Studies for a new heavy cruiser began in September 1939 similar to Wichita (CA-45), which would form the basis for this class, though her stability problem would have to be remedied. Machinery arrangement would be similar to that of the Cleveland (CL-55) class with the armored belt extending further foreward to protect against magnetic mines. Four ships were authorized on 1 July 1940; their construction was delayed due to the emphasis on light cruiser construction during the pre-war period. Sixteen more (CA-122 to 138) were ordered on 7 August 1942.

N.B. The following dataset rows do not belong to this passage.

PR #755, opened 2019-01-18
Allow passing flags and arguments to index methods

mvdbeek:


AndreasHeger:
Thanks, I once thought mapping all input arguments to python keyword arguments, but never got to it.

PR #756, opened 2019-01-26
Add AlignedSegment.compare_sort

mvdbeek:
This allows users to compare reads via coordinate, queryname or tag
using the samtools rules.
This should be significantly more performant (and easier) than
https://github.com/10XGenomics/supernova/blob/master/tenkit/lib/python/tenkit/bam.py#L975

### DIFF
--- a/devtools/import.py
+++ b/devtools/import.py
@@ -70,6 +70,38 @@ MAIN = {
 }
 
 
+# The follwing fragment adds an additional function that needs to go with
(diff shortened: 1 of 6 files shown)


mvdbeek:
I've implemented this now as https://github.com/mvdbeek/pysam-compare-reads, I guess there's no need to have this in pysam proper, but feel free to merge it anyway if you consider it useful.

PR #777, opened 2019-03-23
Add `with_ref` and `with_query` args for `get_aligned_pairs`.

yech1990:
- `with_seq` argument is misleading.
- add `with_query` will make pysam more powerful.


AndreasHeger:
Thanks, @yech1990 , I agree that with_seq is not a fortunate name and with_ref is better.

y9c:
More related issues 

https://github.com/pysam-developers/pysam/pull/1294

PR #780, opened 2019-03-27
_pysam_dispatch: close all files before opening new ones

### LINKED ISSUE #745: bam2fq crashes on third call
```
@HD	VN:1.4	SO:queryname
@RG	ID:A	SM:/Users/xxxx/working/test.fastq
M02781:22:000000000-A84MN:1:1101:10000:23637	4	*	0	0	*	*	0	0	GGTTTGACGCTCTTCCGATCTCACTTGAGCACTGCCATCAAGCTCAGGCTCTATTTTCTTAGCCAGCTGCTTTCCCAGCTCCACTCCCCACTGGTCAAAGCTGTTGATGTCCCAGATGATGCCCTGAACGAAGATCTTGTGCTCATACATG	BCCCCCFFFFCCGGGGGGGGGGHHHHHHHHHHHHHHHHHHHHHHHHHHHHHHHHHHHHHHHHHHHHGHHHHHHHHHHHHHHHHHHHHHGHGHHHHHHHHHHHHHHHHHHHHHHHHHHHHHGHHHHHHHHHGGGGHHHHHHHHHHHHHHHHH	RG:Z:A
```

Convert this to bam:
`samtools view -b test.sam > test.bam`

Run pysam.bam2fq on this file a couple of times:
```
Python 2.7.5 (default, Jun 27 2014, 14:29:53)
[GCC 4.4.7 20120313 (Red Hat 4.4.7-4)] on linux2
>>> import pysam
>>> pysam.bam2fq('-n', '-0', 'test.fastq', 'test.bam')
''
>>> pysam.bam2fq('-n', '-0', 'test.fastq', 'test.bam')
''
>>> pysam.bam2fq('-n', '-0', 'test.fastq', 'test.bam')
Segmentation fault (core dumped)
```
This was identified as it seems to be always the third time that segfaults. Different files do not seem to make any difference to the crash.

This was seen on versions 15.0 and 15.1, corresponding to samtools/htslib/bcftools 1.7.

jmarshall:
Because `bcftools_`/`samtools_stderr` and `bcftools_`/`samtools_stdout` share the same file descriptors (they call `fdopen()` on the same fds) and because the underlying samtools/bcftools code will sometimes close its standard output itself (e.g. samtools bam2fq), after repeated invocations the existing `@pysam@_set`/`unset_stdout` functions eventually get out of sync and reuse their own file descriptors.

For example, issue #745 is due to `samtools_set_stdout()`'s previous _samtools_stdout_ referencing a stale fd number that is the same fd number as the newly-`mkstemp()`ed fd it is being updated to. The stale fd is then closed via `fclose()` so the `fdopen()` fails.

Instead of reopening the four FILE pointers to /dev/null **interleaved** with closing them, close all four in sequence and only once they are all closed (and thus do not reference stale fd numbers) reopen them — on the next `_pysam_dispatch()` invocation. Fixes #745.


jmarshall:
And, with that fourth commit, simplify matters by only opening and closing **two** FILE pointers.

PR #781, opened 2019-03-28
Default to multiple_iterators=False for pileups

### LINKED ISSUE #725: CRAM bug with .pileup
Calling `AlignmentFile.pileup('chr2')` on a CRAM does not properly fetch (it iterates over reads starting on chr1).  Converting the same CRAM to a BAM then calling `AlignmentFile.pileup('chr2')` works properly.

pysam 0.12.0.1 works fine, but >=0.14 is definitely not working

jmarshall:
For CRAM files, HTSlib iterators are in fact a stub struct — the real iterator limits are stored within the cram_fd itself, having been set via `cram_set_option(CRAM_OPT_RANGE)`. This means that reopening the CRAM file as a new cram_fd, which happens with `multiple_iterators=True`, is problematic as the iterator limits don't apply to the separate cram_fd.

Avoiding reopening the CRAM file fixes #725.

I was tempted to do something similar in `IteratorColumnAllRefs` but that one works as is (though I don't especially see why!). To be honest, it's not clear what `multiple_iterators=True` is for in general…

### DIFF
--- a/pysam/libcalignmentfile.pyx
+++ b/pysam/libcalignmentfile.pyx
@@ -2611,10 +2611,11 @@ cdef class IteratorColumnRegion(IteratorColumn):
                   int start = 0,
                   int stop = MAX_POS,
                   int truncate = False,
+                  int multiple_iterators = False,
                   **kwargs ):
 
         # initialize iterator
-        self._setup_iterator(tid, start, stop, 1)
+        self._setup_iterator(tid, start, stop, multiple_iterators)
         self.start = start
         self.stop = stop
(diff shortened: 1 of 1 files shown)


AndreasHeger:
Thanks, @jmarshall , the problem has been in the past that not all pysam users were fully familiar with what you can and can't do with files, especially that with a single file pointer you can't interleave multiple fetch() and pileup() calls on the same file. Pysam tried to hide this complexity, but this might not be possible any more or be too painful to initialize complex data structures.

Baltimore (CA-68) was the first to commission, in April 1943; Toledo (CA-133) was the last, in July 1946. CA-122 to 129 and 138 were re-ordered in late 1942 with design changes including boiler uptakes trunked into a single funnel, shortened superstructure, repositioned directors, and smaller hangar. This became the Oregon City (CA-122) class. Fourteen Baltimore class heavy cruisers were ulitimately built, with Norfolk (CA-137) being cancelled and scrapped in August 1945.
Resembling the Cleveland class, the Baltimores carried three triple 8-inch/55 gun turrets (Mk12 or 15) with an elevation of 41 degrees. They were the first heavy cruisers built with the 5-inch/38 DP secondary armament. Orginally planned to have four quad 1.1-inch AA guns; this was changed to four quad 40mm AA guns during construction and this was supplemented with 20mm AA guns. Their anti-aircraft battery was only surpassed by battleships in the US fleet. This resulted in the almost sole role of these ships, being the escort of the heavy and light carriers. Of the 14 ships of the class, only Canberra suffered damage, being hit by a torpedo from a Japanese plane off Formosa during the 1945 carrier raids.
A few ships of this class went on to serve in the modern missile navy; Boston (CA-69) became the first guided missile cruiser (CAG-1) in 1952, and Camberra (CA-70) became CAG-2. Columbus (CA-74) went on to become CG-12 in 1959 and Chicago (CA-136) became CG-11 in 1958.